- [Given information]:
#####
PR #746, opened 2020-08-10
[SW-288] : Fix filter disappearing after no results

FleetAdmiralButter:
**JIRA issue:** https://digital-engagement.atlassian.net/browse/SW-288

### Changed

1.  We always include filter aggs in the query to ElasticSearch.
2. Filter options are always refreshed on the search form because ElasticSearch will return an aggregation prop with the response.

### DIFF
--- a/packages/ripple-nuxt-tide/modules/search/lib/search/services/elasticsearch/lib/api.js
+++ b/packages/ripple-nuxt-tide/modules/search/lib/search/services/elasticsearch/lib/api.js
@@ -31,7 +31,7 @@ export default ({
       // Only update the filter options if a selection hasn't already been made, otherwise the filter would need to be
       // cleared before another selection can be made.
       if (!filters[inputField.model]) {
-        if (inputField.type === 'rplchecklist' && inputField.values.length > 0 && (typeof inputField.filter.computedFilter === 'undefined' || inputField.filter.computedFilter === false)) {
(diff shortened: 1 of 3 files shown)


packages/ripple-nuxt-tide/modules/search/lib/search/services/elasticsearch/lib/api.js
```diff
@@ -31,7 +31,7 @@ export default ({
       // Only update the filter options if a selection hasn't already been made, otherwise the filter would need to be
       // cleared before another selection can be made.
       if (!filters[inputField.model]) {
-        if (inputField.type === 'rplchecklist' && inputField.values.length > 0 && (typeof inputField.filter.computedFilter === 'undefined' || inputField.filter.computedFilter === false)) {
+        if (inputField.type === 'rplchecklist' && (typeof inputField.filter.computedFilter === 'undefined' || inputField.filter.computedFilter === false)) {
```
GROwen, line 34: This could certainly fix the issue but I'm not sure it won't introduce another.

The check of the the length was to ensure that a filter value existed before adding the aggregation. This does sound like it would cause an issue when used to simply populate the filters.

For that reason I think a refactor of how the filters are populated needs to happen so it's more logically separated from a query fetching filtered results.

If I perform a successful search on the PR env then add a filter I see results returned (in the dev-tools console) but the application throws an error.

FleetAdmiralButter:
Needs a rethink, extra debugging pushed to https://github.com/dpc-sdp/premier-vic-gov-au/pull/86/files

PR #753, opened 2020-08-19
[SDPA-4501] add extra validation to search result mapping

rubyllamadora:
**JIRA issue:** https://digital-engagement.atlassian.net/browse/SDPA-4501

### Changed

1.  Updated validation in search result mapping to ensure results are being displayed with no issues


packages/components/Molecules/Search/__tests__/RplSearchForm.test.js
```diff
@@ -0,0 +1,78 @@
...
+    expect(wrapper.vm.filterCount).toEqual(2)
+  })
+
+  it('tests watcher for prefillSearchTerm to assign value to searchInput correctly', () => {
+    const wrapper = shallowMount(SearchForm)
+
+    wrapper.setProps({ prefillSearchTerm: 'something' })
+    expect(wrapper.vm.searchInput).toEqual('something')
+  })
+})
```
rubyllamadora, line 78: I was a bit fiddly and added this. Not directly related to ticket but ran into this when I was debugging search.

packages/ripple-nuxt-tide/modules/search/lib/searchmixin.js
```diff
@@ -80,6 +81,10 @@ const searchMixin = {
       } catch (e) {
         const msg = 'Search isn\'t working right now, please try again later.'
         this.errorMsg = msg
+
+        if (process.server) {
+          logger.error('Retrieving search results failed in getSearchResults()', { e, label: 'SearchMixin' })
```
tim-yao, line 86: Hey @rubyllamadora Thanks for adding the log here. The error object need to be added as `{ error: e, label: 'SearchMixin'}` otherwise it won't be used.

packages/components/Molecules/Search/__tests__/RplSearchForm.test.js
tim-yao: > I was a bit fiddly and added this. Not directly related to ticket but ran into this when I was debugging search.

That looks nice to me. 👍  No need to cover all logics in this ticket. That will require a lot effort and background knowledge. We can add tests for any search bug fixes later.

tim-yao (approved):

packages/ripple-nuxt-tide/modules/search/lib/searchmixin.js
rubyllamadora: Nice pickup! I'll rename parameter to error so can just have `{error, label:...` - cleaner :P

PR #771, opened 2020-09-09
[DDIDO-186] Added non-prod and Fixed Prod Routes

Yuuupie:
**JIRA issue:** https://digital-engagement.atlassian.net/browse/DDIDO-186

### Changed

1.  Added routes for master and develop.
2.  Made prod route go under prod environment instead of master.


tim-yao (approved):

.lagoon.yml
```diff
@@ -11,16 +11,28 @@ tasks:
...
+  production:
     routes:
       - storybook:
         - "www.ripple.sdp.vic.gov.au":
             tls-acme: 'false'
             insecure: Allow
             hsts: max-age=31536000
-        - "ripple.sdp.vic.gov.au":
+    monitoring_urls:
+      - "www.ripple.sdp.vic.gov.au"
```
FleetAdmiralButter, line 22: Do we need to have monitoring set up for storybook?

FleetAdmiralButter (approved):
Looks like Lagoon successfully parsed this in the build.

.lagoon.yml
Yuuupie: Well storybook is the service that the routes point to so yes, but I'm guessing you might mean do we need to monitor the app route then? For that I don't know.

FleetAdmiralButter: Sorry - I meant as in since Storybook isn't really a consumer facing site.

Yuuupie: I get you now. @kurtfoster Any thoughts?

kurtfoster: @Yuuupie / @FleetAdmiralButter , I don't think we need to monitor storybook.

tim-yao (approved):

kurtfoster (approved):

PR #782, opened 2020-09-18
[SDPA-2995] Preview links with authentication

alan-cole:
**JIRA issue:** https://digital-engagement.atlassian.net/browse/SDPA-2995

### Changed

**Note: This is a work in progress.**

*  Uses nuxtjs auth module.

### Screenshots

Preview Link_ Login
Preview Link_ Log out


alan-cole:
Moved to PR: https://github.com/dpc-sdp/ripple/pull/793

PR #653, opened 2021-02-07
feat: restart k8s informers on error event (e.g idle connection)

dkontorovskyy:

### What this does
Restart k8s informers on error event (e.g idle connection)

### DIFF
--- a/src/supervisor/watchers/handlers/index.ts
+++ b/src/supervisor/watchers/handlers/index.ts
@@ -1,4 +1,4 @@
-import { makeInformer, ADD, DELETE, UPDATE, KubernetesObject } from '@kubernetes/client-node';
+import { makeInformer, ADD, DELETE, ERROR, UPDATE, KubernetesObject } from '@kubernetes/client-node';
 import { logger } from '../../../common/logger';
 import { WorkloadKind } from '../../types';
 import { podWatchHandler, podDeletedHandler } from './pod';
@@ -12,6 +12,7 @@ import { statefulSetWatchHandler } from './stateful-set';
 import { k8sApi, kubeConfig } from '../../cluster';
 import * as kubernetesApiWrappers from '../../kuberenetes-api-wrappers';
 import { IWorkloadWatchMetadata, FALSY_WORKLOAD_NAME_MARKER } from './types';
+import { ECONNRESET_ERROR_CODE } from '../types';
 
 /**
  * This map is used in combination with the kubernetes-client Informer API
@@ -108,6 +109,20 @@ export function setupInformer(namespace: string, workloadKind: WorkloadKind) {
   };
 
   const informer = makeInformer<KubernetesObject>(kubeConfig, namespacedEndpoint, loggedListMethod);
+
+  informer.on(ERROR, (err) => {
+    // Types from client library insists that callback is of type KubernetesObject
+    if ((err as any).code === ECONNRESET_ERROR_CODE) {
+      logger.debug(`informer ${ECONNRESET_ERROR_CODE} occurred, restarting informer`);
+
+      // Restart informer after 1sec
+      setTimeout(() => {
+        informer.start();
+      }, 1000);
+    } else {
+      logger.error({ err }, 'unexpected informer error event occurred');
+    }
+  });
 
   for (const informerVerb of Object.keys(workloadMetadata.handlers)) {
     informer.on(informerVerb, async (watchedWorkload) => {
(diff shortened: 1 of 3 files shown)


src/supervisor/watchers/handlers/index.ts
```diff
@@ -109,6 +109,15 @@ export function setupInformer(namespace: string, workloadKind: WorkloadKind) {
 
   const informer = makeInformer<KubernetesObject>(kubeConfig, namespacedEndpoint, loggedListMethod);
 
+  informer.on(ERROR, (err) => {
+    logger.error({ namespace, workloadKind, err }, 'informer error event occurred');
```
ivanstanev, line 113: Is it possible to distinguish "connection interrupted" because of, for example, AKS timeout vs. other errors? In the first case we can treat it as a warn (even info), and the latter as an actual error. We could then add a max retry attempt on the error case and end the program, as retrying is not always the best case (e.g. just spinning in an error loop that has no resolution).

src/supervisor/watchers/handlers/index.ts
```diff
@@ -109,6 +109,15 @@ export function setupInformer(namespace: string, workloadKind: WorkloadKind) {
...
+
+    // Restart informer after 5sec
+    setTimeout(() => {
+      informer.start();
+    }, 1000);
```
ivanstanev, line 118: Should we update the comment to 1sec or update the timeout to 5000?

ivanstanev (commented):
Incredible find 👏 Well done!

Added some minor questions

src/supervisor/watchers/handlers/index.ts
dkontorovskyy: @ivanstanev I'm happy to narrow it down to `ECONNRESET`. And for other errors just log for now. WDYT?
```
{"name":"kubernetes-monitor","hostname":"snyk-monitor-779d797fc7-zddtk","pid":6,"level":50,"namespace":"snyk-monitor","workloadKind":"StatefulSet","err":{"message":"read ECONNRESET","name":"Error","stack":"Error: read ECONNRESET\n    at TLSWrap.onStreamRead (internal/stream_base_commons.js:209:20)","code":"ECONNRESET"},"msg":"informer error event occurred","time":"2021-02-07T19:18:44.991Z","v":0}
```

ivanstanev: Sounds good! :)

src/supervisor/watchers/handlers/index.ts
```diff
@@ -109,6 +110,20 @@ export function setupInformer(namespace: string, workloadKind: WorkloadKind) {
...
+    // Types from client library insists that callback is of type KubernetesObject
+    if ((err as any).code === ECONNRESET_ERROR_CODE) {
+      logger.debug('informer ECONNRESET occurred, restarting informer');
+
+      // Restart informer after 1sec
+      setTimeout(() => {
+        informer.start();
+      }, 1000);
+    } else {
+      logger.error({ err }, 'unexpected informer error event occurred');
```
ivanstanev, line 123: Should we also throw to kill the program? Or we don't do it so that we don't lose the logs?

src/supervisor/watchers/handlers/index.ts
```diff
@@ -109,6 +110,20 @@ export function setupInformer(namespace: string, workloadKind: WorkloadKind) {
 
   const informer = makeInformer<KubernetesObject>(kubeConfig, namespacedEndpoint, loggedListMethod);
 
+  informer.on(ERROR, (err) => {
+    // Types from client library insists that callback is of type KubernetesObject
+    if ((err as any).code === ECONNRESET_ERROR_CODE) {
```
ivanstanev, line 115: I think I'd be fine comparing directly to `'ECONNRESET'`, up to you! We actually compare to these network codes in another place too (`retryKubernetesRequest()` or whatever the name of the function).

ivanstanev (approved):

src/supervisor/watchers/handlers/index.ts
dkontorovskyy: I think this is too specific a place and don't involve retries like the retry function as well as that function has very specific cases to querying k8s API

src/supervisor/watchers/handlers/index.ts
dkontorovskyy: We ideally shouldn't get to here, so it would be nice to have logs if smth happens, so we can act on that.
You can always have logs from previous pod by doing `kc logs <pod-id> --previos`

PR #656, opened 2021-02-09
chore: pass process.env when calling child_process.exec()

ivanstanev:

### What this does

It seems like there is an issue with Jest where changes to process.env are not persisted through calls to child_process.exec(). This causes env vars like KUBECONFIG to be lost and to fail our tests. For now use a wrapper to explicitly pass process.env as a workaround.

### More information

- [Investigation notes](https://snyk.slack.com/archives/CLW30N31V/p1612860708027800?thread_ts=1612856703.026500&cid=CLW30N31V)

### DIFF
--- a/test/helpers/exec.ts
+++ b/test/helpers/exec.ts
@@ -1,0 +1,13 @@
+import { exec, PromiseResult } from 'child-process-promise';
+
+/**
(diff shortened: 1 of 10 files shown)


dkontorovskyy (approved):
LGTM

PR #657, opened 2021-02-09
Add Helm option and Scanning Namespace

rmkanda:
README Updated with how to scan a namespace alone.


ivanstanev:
#####
- [Aim of the exercise]: Would you filter the entries above and keep each line that has the word "files"?

- [Output for this exercise]:
(diff shortened: 1 of 3 files shown)
Needs a rethink, extra debugging pushed to https://github.com/dpc-sdp/premier-vic-gov-au/pull/86/files
(diff shortened: 1 of 3 files shown)
(diff shortened: 1 of 10 files shown)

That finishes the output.